“These thin wire superstructures were my idea.” He touched one of the wire cages awaiting a gown over a mannequin’s bare legs. “I wanted animatronics, in very subtle motion. The museum wouldn’t go for it. So when they’re dressed, the cages will give the impression of movement. Not too bad. Better than just letting a gown hang.”
“I can see that,” Lacey said. “They’ll give every outfit some life.” It hadn’t struck her at first that they were like cages, but she saw it now. Each cage enclosed a mannequin.
“Exactly. Life, that’s what Cecily and I wanted. So when the clothes are draped over them, they give an impression of life, of how they might drape and move and flow if Cecily were actually wearing them.” He was silent for a moment, lost in his own thoughts. He carefully adjusted one of the structures.
Simon Edison met Cecily and her then-husband Philip Clark Ashton about five years ago at a cocktail party, he told Lacey, a fund-raising reception for a research foundation where he was working and where Philip Ashton was donating money. Cecily felt out of place amidst the scientists and politicians, and her husband was preoccupied with making some deal.
“We got along instantly,” he said simply. “Go figure. We got to be sort of buddies.”

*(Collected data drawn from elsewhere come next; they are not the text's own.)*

PR #346, opened 2025-09-11
mysql_innodbcluster: Introduce InnoDB Cluster check

mpeltekis:
This PR introduces a new monitoring check for MySQL InnoDB Cluster.

### DIFF
--- a/src/check_mysql_innodbcluster.py
+++ b/src/check_mysql_innodbcluster.py
@@ -4,12 +4,20 @@
 This script checks the health of a MySQL InnoDB Cluster by examining
 member states, quorum, and replication status with role-aware lag detection.
 
+Authentication: This script is designed to use MySQL socket authentication.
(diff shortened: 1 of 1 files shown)


zados:
- Avoid passing passwords via `--password`, as CLI args are visible via ps. Using a config file (like .my.cnf) would be recommended. Environment variables are an alternative but are already considered deprecated.

- L214: Returning `[]` on failure may mask errors and yield false OK states. Raise the exception (or wrap and re-raise with context) so the check fails loudly.

- L347: Same issue. Also clarify whether cluster_name can legitimately be unknown. Is there any use case for that?

- Use a context manager for the MySQL connection so resources are closed even on exceptions, and to set connect/read timeouts. Setting the timeouts will prevent the check from hanging.

Optional: Add type hints and brief docstrings for functions to clarify variables, types and exceptions.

“What did you talk about?”
“Lots of things. Everything.” Simon seemed a little shy. Perhaps he was also uncertain how much he could trust a reporter. When Lacey asked him a direct question he had a habit of looking away and ducking his head.

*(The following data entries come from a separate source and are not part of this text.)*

PR #347, opened 2025-09-18
Introduce Mailgun ESP blocks check

abeglu:


src/check_mailgun_esp_blocks.py
```diff
@@ -0,0 +1,308 @@
...
+        "dimensions": ["domain", "recipient_provider"],
+        "metrics": [
+            "permanent_failed_esp_block_count",
+            "temporary_failed_esp_block_count",
+        ],
+        "pagination": {
+            "limit": 50,
+            "skip": 0,
+            "sort": "permanent_failed_esp_block_count:desc",
+        },
```
kofrezo, line 95: I don't think this endpoint supports pagination: https://documentation.mailgun.com/docs/inboxready/api-reference/optimize/mailgun/metrics/post-v1-analytics-metrics

Only other endpoints specify this as valid field in the request.

src/check_mailgun_esp_blocks.py
```diff
@@ -0,0 +1,308 @@
...
+        "resolution": "hour",
+        "filter": {"AND": []},
+        "include_aggregates": True,
+        "include_subaccounts": False,
+    }
+
+    return json.dumps(payload).encode("utf-8")
```
kofrezo, line 102: What if there is pagination and there are more pages ? You might return an incomplete result here is this okay ?

src/check_mailgun_esp_blocks.py
```diff
@@ -0,0 +1,308 @@
...
+def process_response_data(response_data):
+    """Process API response and calculate totals."""
+    try:
+        # Handle case where response_data might be a list or have different structure
+        if isinstance(response_data, list):
+            items = response_data
+        elif isinstance(response_data, dict):
+            items = response_data.get("items", [])
+        else:
+            raise Exception(f"Unexpected response data type: {type(response_data)}")
```
kofrezo, line 152: Is this a "thing" ? According to the API docs it will always return an JSON object containing an items key (and value) as response.

src/check_mailgun_esp_blocks.py
```diff
@@ -0,0 +1,308 @@
...
+
+        if not items:
+            return 0, 0, []
```
kofrezo, line 155: Same here in the [docs](https://documentation.mailgun.com/docs/inboxready/api-reference/optimize/mailgun/metrics/post-v1-analytics-metrics) this response field is marked as required.

src/check_mailgun_esp_blocks.py
```diff
@@ -0,0 +1,308 @@
...
+
+        total_permanent = 0
+        total_temporary = 0
+        domain_issues = []
+
+        for item in items:
+            # Ensure item is a dictionary
+            if not isinstance(item, dict):
+                continue
```
kofrezo, line 164: I think this is also not strictly necessary. According to the docs it should always return a dictionary/object - any experience that it does not?

src/check_mailgun_esp_blocks.py
```diff
@@ -0,0 +1,308 @@
...
+
+            dimensions_list = item.get("dimensions", [])
+            metrics = item.get("metrics", {})
+
+            # Ensure metrics is a dictionary
+            if not isinstance(metrics, dict):
+                metrics = {}
```
kofrezo, line 171: Same here. It should always be a dictionary/object.

src/check_mailgun_esp_blocks.py
```diff
@@ -0,0 +1,308 @@
...
+
+        # Sort by total blocks descending
+        domain_issues.sort(key=lambda x: x["total"], reverse=True)
+
+        return total_permanent, total_temporary, domain_issues
+
+    except (KeyError, TypeError, AttributeError) as e:
+        raise Exception(
+            f"Error processing response data: {e}. Response type: {type(response_data)}"
+        )
```
kofrezo, line 214: Same here. I would rather say we attempt to implement everything correct and if not let it raise the error with all it's details some sysadmin/developer has to check anyways if it does not work - it's not customer facing.

kofrezo (approved):
Please double check the pagination to not skip results. 

The rest I consider improvements but not strictly necessary so I give you an approval already.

“Tell me about the fabric you made for Cecily.”
He nodded his large shaggy head and the halo of hair waved. “She wanted something to protect her against— against the pain. And I understand pain.”
Simon didn’t specify the source of his own pain. His shyness was written silently in every awkward piece of clothing he wore. He looked like someone who might be much more comfortable in a laboratory.
“Was this about the voices?”
“You know about that?” He looked surprised.
She nodded. “Do you believe she really heard voices inside her head?”
Simon took his glasses off and rubbed them clean with a handkerchief.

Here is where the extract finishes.